For many change makers, the thought of engaging in creative process is daunting. Never the less, no matter how intimidating, this engagement is critical to our success. Our collective disconnection to our own creative abilities, however limited, has stifled our ability to envision and achieve powerful victories. As people who have made ourselves responsible for the transformation of our culture and for creating what has never existed, we must be able to engage in a creative process to imagine and innovate not only where we want to go but also how we will get there. We must be able to re-imagine our communities, our organizations, our work and our lives to achieve such a transformation.
Cultural transformation gives us the power to change. It gives us the power of a common frame that opens natural pathways for strategic alignment and uncommon collaborations; strong tools to reach those with whom we have been unable to connect; a deep practice of mutual respect and innovation; and the clear vision to set a course for our work. This is all possible inside of cultural transformation.
Building meaningful collaborations between artists, organizers and others and giving everyone access to engaging art, culture and creative process are paramount in creating the world that we imagine. To integrate the acumen of organizing and the innovation of cultural work is to engage the best of who we are in bringing forth cultural strategies that will powerfully engage a broad spectrum of people for the long haul.

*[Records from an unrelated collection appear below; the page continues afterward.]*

PR #1633, opened 2021-12-05
Scaleway object storage driver

reixd:
### Description

This PR adds the capability to connect to Scaleway's Object Storage using libcloud.

### Status

- done, ready for review

- [X] Documentation


Kami:
Thank you for the contribution. Can you please work on getting an ICLA signed - libcloud.readthedocs.org/en/latest/development.html#contributing-bigger-changes?

libcloud/test/storage/test_scaleway.py
```diff
@@ -0,0 +1,56 @@
...
+import unittest
+
+from libcloud.common.types import LibcloudError
+from libcloud.storage.drivers.scaleway import ScalewayStorageDriver
+from libcloud.storage.drivers.scaleway import ScalewayConnectionAWS4
+
+from libcloud.test.secrets import STORAGE_S3_PARAMS
+
+
+class ScalewayStorageDriverTestCase(unittest.TestCase):
```
Kami: Should inherit base s3 tests class here so it verifies that all the base S3 driver related functionality works as expected. IIRC, some existing drivers such as one of the Aurora objects already do that (libcloud/test/storage/test_aurora.py).

libcloud/storage/drivers/scaleway.py
```diff
@@ -0,0 +1,92 @@
...
+
+        super(ScalewayStorageDriver, self).__init__(key=key,
+                                                 secret=secret,
+                                                 secure=secure,
+                                                 host=host,
+                                                 port=port,
+                                                 url=url)
+
+
+class ScalewayFRParConnection(ScalewayConnectionAWS4):
```
Kami: Single driver with "region" argument for the region should be enough.

We moved away from multiple classes to a single driver class + ``region`` constructor argument quite a while ago. There should be some examples on how to do that in S3 and other drivers.

libcloud/storage/drivers/scaleway.py
```diff
@@ -0,0 +1,92 @@
...
+__all__ = [
+    "ScalewayStorageDriver"
+]
+
+
+class ScalewayConnectionAWS4(SignedAWSConnection, BaseS3Connection):
+    service_name = 's3'
+    version = API_VERSION
+
+    def __init__(self, user_id, key, secure=True, host=None, port=None,
```
Kami: I think it may be enough to inherit from ``S3SignatureV4Connection`` class, no need to duplicate the constructor and override signature version there.

Kami:
Thanks again for the contribution. I added some review comments in-line.

libcloud/storage/providers.py
```diff
@@ -95,6 +95,10 @@
         "DigitalOceanSpacesStorageDriver",
     ),
     Provider.MINIO: ("libcloud.storage.drivers.minio", "MinIOStorageDriver"),
+    Provider.SCALEWAY: ("libcloud.storage.drivers.scaleway", "ScalewayStorageDriver"),
+    Provider.SCALEWAY_FR_PAR: ("libcloud.storage.drivers.scaleway", "ScalewayFRParStorageDriver"),
```
Kami: Same as above, those region specific constants should be removed and the main class should take ``region`` constructor argument.

libcloud/test/storage/test_scaleway.py
reixd: Wilco

reixd:
Thank you for the review, will make the changes in the next days.
I will also sign the ICLA.

reixd:
@Kami 
* ICLA signed and sent per mail
* Suggestions worked out and commited

I hope the test "suite" is enough ;)

docs/examples/storage/scaleway/upload_example.py
```diff
@@ -0,0 +1,16 @@
+from libcloud.storage.types import Provider
+from libcloud.storage.providers import get_driver
+
+FILE_PATH = "/home/user/myfile.tar.gz"
+
+cls = get_driver(Provider.SCALEWAY)
+driver = cls("api key", "api secret key", host="s3.fr-par.scw.cloud")
```
Kami: I believe this example should be updated so a ``region`` instead of ``host`` argument is specified, right?

libcloud/storage/drivers/scaleway.py
```diff
@@ -0,0 +1,86 @@
...
+            url=url,
+            **kwargs,
+        )
+
+    @classmethod
+    def list_regions(self):
+        return REGION_TO_HOST_MAP.keys()
+
+    def get_object_cdn_url(self, *argv):
+        raise LibcloudError(NO_CDN_SUPPORT_ERROR, driver=self)
```
Kami: May want to throw ``NotImplementedError`` instead.

reixd:
@Kami ICLA is through. 
Are we free to go? ;)

Kami:
@reixd Thanks for the reminder - I will have a look as soon as I get a chance :)

libcloud/common/aws.py
```diff
@@ -347,14 +347,15 @@ def _get_credential_scope(self, dt):
         )
 
     def _get_signed_headers(self, headers):
-        return ";".join([k.lower() for k in sorted(headers.keys())])
+        return ";".join([k.lower()
```
Kami: I would like to understand reasoning behind this and make sure it doesn't break the generated signature. Can you please provide more context and confirm that?

libcloud/storage/drivers/scaleway.py
```diff
@@ -0,0 +1,87 @@
...
+    region_name = "fr-par"
+
+    def __init__(
+        self,
+        key,
+        secret=None,
+        secure=True,
+        host=None,
+        port=None,
+        region=None,
```
Kami: Please also default ``region`` keyword argument to ``fr-par`` here.

libcloud/storage/types.py
```diff
@@ -106,6 +106,10 @@ class Provider(object):
     S3_RGW = "s3_rgw"
     S3_RGW_OUTSCALE = "s3_rgw_outscale"
     MINIO = "minio"
+    SCALEWAY = "scaleway"
+    SCALEWAY_FR_PAR = "scaleway_fr_par"
```
Kami: Please remove region specific constants and leave just ``SCALEWAY`` here - as discussed, we moved away from region specific constants and old ones are here for backward compatibility reasons.

Kami:
@reixd Added a couple of more small comments and approved GHA run. Can you please also fix failing lint GHA job?

libcloud/common/aws.py
reixd: Lets ask @murlock 
Apparently without this change, the S3 Storage in Scaleway does not work.

libcloud/storage/drivers/scaleway.py
reixd: good catch.

libcloud/storage/types.py
reixd: It slipped away...

libcloud/common/aws.py
Kami: I would hope we have tests for various edge cases for those signature classes, but I would need to dig in.

But yeah, the docs do seem to claim the headers need to be lowecase - https://docs.aws.amazon.com/general/latest/gr/sigv4-create-canonical-request.html.

Would be good to add some test cases which confirm that.

I'll also quickly test this change with S3 when I get a chance, just to confirm this change doesn't break something.

Kami: I did a very quick and non extensive test with the S3 driver with those code changes and it seems to work fine.

But yeah, I didn't really dig in much.

murlock: Hi everyone
We use only lower case header name:
The data to check signature are setup at https://github.com/openstack-archive/swift3/blob/v1.11/swift3/request.py#L251
and since there is mismatch while preparing data at https://github.com/openstack-archive/swift3/blob/53614c2da837a9a53016b7d3e9911cf96ab39c77/swift3/request.py#L255 a SignatureMismatch is raised

reixd:
> @reixd Added a couple of more small comments and approved GHA run. Can you please also fix failing lint GHA job?

I think I solved the issues. Please start the tests again

Kami:
@reixd Sorry for the delay, I missed your last comment.

LGTM, I will go ahead and merge your change. Thanks again for your contribution!

Issue #1636, opened 2021-12-10
OpenStack: Move floating IP functions to use network service instead of nova


micafer:
## OpenStack: Move floating IP functions to use network service instead of nova

All the Network calls are deprecated and will fail in future versions:
```
These APIs are proxy calls to the Network service. Nova has deprecated all the proxy APIs and users should use the native 
APIs instead. These will fail with a 404 starting from microversion 2.36. See: Relevant Network APIs.
```
https://docs.openstack.org/api-ref/network/v2/?expanded=list-floating-ips-detail#floating-ips-floatingips

PR #1637, opened 2021-12-10
Avoid raising exception if ip is not found: Fix #1595

### LINKED ISSUE #1595: OpenStack_1_1_NodeDriver.ex_get_floating_ip raises exception when not found
## Summary

Calling ex_get_floating_ip with an IP not in the list raises an exception, but feels like it should return None instead to be consistent w/ ex_get_node_details.

Honestly, not sure this is a bug.  Seems like there are a lot of methods in this driver that will throw an exception if the requested resource is not found.  Figured I'd raise this anyway so we can discuss.  I wound up wrapping this method in my own that has the behavior I want, and that feels wrong.

## Detailed Information

Using apache-libcloud 3.3.1.

```
>>> d = get_driver('openstack', ...)
>>> d.ex_get_floating_ip('1.2.3.4')
  File "/home/vagrant/source/libcloud-drivers/.venv/lib/python3.8/site-packages/libcloud/compute/drivers/openstack.py", line 2580, in ex_get_floating_ip
    ip_obj, = [x for x in floating_ips if x.ip_address == ip]
ValueError: not enough values to unpack (expected 1, got 0)
```

micafer:
### Description

See: #1595.
I also fix similar issues in other functions.
There are no tests for this functions.
I will not add them as this functions are deprecated (see #1636).

### Status

- done, ready for review

- [ ] Documentation

### DIFF
--- a/CHANGES.rst
+++ b/CHANGES.rst
@@ -25,6 +25,10 @@ Compute
   (GITHUB-1629)
   [Miguel Caballer - @micafer]
 
+- [OpenStack] Avoid raising exception if ip is not found.
+  (GITHUB-1595)
+  [Miguel Caballer - @micafer]
+
 Storage
 ~~~~~~~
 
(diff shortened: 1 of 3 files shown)


Kami (approved):
LGTM, but please add a changelog entry.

Art Is Change: is a space designed specifically for such collaborations. It is where the members of the artistic, cultural and organizing communities have the time, space, resources and support to be generative. They can participate in collective action to take new and existing ideas generated inside the convening space out to organizations and communities to create greater immediate impact and sustainable long-term cultural transformation.
As a network of artist collectives, arts organizations, intermediaries, community organizing groups and other existing cultural and organizing networks, Art Is Change is convening working collaborations amongst a diverse set of peers to build the network by focusing on three specific and foundational areas of work; ideology, infrastructure and campaigns. These collaborations will build an inclusive, transformative cultural message, with vision and strategy. They will also connect with, shape and support each other’s work, share innovative ideas, participate in collaborative action, and establish a strong yet flexible infrastructure to support collaborative and decentralized, self sustained cultural work.